**Problem requirements:**
Below are the entries. Set down exactly the line containing "--- a/Template.php" and each line after it.
(Task input Opens)
PR #617, opened 2018-08-20
Do google books for cite web

GlazerMann:
Long standing problem

### DIFF
--- a/Template.php
+++ b/Template.php
@@ -90,7 +90,7 @@ final class Template {
         $this->use_unnamed_params();
         $this->get_identifiers_from_url();
         $this->tidy();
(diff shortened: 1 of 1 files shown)


Template.php
```diff
@@ -90,6 +90,10 @@ public function process() {
         $this->use_unnamed_params();
         $this->get_identifiers_from_url();
         $this->tidy();
+        if (strpos($this->get('url') , 'google.com') && $this->expand_by_google_books()) {
```
ms609: Can we be more precise in our URL search, i.e. looking for a component that shows us that we're at google books not google finance (etc)?

GlazerMann: Done.

GlazerMann:
@ms609 I think this is good To go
(Task input Closes)
**Task solution:**
--- a/Template.php
+++ b/Template.php
@@ -90,7 +90,7 @@ final class Template {
         $this->use_unnamed_params();
         $this->get_identifiers_from_url();
         $this->tidy();
(diff shortened: 1 of 1 files shown)


Template.php
```diff
@@ -90,6 +90,10 @@ public function process() {
         $this->use_unnamed_params();
         $this->get_identifiers_from_url();
         $this->tidy();
+        if (strpos($this->get('url') , 'google.com') && $this->expand_by_google_books()) {
```
ms609: Can we be more precise in our URL search, i.e. looking for a component that shows us that we're at google books not google finance (etc)?

GlazerMann: Done.

GlazerMann:
@ms609 I think this is good To go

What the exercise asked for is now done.